#### [WHAT THE EXERCISE ASKS]
Every line below that carries the word "SetBucket" needs to be copied.

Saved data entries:
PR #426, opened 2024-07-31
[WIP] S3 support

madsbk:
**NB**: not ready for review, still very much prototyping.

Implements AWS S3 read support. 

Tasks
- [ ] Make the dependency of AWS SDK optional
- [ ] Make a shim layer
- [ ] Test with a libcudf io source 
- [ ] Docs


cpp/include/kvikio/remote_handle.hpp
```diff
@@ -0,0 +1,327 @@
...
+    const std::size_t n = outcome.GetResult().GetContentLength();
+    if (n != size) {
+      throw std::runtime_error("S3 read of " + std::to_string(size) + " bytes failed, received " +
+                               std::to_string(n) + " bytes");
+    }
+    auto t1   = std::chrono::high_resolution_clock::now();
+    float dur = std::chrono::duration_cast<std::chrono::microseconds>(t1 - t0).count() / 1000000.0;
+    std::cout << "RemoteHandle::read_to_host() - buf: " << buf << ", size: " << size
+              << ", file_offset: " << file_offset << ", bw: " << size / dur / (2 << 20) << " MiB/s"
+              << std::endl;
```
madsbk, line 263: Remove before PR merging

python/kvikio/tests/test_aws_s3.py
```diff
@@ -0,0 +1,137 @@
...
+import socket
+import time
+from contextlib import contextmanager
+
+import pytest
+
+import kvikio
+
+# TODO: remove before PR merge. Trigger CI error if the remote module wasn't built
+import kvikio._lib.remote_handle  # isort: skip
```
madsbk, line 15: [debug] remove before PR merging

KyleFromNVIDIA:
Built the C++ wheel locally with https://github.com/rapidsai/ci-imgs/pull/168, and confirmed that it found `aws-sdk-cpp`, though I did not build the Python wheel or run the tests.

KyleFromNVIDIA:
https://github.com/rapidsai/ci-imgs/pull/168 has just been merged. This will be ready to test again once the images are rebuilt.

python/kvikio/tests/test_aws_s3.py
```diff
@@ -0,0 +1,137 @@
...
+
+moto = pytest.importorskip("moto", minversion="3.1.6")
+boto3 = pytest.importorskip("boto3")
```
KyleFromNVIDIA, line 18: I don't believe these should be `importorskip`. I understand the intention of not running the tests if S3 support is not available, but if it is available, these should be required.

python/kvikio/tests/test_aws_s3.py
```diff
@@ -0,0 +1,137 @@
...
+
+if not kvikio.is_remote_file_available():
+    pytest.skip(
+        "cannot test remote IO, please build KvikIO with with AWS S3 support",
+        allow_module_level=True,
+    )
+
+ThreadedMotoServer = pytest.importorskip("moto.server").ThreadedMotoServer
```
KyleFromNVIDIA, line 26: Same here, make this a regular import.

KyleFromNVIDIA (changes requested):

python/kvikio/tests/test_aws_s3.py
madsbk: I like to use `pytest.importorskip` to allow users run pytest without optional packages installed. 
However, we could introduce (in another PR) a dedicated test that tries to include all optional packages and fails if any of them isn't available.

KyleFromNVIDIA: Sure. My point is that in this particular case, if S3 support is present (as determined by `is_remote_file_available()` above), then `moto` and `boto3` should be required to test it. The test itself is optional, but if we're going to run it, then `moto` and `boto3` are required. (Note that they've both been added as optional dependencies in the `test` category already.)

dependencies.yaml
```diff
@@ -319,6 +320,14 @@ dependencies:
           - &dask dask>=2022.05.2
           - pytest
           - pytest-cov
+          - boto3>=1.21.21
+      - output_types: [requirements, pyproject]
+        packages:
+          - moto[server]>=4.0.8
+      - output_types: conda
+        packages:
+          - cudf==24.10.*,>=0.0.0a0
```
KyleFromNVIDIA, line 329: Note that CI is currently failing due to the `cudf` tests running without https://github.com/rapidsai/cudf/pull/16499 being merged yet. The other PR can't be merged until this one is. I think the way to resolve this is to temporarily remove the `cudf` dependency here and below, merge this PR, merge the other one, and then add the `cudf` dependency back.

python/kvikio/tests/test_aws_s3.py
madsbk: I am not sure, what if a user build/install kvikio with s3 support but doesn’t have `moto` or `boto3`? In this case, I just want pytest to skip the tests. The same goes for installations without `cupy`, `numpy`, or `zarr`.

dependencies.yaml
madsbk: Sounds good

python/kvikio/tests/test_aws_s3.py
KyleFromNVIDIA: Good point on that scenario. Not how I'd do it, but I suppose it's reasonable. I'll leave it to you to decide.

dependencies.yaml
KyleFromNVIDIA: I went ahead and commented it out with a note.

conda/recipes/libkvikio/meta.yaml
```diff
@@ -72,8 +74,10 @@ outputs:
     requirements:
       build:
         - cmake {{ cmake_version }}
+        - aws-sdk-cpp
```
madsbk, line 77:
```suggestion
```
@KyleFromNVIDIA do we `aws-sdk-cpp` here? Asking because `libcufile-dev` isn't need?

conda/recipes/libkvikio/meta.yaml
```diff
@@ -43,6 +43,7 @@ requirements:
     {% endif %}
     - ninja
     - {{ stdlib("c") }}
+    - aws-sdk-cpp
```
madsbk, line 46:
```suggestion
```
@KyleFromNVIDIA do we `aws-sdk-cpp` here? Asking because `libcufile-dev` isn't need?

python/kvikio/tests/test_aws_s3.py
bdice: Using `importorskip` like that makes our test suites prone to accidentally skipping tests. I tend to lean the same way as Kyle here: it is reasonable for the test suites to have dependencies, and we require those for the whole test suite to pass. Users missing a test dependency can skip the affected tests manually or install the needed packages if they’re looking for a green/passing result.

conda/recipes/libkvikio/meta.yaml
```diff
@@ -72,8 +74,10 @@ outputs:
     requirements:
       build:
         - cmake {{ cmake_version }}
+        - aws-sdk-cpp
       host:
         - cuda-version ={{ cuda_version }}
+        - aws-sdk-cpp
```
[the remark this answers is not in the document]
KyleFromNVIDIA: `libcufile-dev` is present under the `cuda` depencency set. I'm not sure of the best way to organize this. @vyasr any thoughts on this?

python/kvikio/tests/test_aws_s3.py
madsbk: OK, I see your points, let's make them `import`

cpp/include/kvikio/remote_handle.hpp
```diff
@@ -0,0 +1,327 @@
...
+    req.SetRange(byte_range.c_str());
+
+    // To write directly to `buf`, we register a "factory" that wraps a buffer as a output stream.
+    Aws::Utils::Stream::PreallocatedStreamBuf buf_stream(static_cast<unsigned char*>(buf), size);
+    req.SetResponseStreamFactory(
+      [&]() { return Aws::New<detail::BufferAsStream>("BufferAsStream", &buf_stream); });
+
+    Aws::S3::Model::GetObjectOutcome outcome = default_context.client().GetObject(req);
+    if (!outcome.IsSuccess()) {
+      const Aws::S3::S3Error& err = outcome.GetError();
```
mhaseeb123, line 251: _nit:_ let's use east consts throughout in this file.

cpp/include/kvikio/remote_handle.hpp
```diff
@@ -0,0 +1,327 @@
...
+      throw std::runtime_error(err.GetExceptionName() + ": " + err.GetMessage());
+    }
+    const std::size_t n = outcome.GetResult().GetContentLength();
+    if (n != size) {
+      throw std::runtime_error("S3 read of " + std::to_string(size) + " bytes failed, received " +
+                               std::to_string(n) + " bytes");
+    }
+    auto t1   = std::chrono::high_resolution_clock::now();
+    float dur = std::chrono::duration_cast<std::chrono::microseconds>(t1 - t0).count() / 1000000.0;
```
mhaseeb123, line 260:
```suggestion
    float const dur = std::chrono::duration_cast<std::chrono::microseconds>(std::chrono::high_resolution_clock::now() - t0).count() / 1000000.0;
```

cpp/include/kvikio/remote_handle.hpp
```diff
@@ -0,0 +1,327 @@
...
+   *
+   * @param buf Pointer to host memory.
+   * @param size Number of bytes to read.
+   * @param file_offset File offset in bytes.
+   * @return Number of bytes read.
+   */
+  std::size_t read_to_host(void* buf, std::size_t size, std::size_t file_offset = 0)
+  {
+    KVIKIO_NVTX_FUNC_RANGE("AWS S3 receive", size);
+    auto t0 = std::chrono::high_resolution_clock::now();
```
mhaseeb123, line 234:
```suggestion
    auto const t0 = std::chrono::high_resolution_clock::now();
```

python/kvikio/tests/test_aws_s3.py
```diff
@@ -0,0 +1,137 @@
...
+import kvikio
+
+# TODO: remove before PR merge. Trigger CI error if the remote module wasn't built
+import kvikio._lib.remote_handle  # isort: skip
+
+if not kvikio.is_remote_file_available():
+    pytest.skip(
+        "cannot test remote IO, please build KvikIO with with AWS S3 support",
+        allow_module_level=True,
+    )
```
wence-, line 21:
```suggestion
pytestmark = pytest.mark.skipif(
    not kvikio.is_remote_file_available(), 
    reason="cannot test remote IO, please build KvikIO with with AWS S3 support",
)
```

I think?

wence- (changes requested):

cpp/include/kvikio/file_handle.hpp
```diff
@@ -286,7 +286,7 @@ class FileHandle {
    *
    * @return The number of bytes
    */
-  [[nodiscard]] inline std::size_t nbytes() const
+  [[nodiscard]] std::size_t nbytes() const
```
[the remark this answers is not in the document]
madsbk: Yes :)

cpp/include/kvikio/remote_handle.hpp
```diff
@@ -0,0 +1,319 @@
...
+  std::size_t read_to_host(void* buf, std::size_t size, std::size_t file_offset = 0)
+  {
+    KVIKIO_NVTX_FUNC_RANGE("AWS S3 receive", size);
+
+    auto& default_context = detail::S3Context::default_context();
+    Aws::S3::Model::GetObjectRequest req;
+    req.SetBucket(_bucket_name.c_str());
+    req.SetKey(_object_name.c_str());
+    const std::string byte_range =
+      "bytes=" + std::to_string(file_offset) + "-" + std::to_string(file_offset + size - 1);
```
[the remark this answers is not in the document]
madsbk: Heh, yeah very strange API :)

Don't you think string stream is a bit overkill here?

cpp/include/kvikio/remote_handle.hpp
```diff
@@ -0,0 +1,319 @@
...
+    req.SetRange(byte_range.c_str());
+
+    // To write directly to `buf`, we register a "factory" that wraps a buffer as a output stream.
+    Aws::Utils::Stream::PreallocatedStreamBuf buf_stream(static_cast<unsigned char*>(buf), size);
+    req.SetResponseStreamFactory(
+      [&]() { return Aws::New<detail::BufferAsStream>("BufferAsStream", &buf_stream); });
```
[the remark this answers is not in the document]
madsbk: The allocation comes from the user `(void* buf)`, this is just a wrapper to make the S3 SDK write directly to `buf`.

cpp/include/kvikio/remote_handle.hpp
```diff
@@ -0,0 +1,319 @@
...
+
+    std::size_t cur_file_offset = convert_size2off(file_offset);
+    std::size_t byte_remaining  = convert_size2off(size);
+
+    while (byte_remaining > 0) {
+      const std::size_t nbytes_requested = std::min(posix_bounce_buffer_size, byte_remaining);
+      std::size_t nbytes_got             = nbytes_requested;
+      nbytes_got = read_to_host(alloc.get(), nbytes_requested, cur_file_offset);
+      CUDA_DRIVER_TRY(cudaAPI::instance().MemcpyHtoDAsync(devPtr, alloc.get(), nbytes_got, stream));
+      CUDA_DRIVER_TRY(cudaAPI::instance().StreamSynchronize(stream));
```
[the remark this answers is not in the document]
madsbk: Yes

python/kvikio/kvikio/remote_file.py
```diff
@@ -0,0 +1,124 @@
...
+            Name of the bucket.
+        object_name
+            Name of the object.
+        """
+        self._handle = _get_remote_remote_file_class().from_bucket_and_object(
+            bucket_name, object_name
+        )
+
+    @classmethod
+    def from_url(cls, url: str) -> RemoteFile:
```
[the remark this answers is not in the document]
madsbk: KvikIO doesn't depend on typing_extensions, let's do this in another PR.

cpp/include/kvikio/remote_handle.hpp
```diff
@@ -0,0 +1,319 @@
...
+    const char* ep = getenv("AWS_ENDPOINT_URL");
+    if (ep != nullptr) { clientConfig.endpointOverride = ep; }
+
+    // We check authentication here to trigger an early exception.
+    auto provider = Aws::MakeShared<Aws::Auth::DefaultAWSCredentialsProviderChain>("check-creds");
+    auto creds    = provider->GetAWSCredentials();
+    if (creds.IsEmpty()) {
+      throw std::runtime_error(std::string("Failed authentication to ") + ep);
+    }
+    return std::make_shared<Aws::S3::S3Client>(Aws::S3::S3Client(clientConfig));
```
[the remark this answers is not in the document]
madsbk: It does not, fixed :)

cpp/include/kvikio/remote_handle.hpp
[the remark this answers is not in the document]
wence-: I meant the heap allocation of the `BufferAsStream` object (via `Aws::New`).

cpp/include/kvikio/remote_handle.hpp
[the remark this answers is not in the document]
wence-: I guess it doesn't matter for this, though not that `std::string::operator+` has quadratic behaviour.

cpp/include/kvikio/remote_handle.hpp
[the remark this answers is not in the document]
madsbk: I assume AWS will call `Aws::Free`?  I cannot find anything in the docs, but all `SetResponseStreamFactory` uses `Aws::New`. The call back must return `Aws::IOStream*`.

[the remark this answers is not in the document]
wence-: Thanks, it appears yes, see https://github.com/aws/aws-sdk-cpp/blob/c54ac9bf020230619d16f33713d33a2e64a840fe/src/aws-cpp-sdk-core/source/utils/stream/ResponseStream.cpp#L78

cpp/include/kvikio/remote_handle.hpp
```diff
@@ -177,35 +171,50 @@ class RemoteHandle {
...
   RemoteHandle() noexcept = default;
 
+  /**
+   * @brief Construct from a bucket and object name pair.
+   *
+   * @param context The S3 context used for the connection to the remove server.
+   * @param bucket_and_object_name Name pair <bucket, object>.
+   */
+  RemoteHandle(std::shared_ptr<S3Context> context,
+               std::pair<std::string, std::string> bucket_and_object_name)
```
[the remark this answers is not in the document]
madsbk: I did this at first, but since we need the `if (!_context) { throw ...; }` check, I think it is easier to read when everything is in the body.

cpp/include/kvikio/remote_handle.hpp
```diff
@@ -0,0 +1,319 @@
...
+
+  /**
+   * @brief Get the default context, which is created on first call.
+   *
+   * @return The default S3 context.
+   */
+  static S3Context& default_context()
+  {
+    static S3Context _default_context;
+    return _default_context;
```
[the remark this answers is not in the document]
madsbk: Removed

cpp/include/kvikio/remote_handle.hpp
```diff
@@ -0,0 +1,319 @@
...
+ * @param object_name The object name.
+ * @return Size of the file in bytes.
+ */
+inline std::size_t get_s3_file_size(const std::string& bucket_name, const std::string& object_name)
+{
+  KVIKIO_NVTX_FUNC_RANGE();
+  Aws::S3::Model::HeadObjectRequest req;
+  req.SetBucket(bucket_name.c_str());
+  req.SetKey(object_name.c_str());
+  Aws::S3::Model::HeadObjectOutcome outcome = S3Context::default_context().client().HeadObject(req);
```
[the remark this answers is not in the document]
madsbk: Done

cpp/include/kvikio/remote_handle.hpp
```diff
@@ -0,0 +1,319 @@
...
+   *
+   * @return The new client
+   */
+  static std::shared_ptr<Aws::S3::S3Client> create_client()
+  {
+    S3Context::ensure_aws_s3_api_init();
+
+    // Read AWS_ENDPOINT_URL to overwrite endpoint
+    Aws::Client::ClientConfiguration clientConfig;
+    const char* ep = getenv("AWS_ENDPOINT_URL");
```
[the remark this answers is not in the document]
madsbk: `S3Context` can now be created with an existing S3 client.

#### [TASK RESULT]
+    req.SetBucket(_bucket_name.c_str());
+  req.SetBucket(bucket_name.c_str());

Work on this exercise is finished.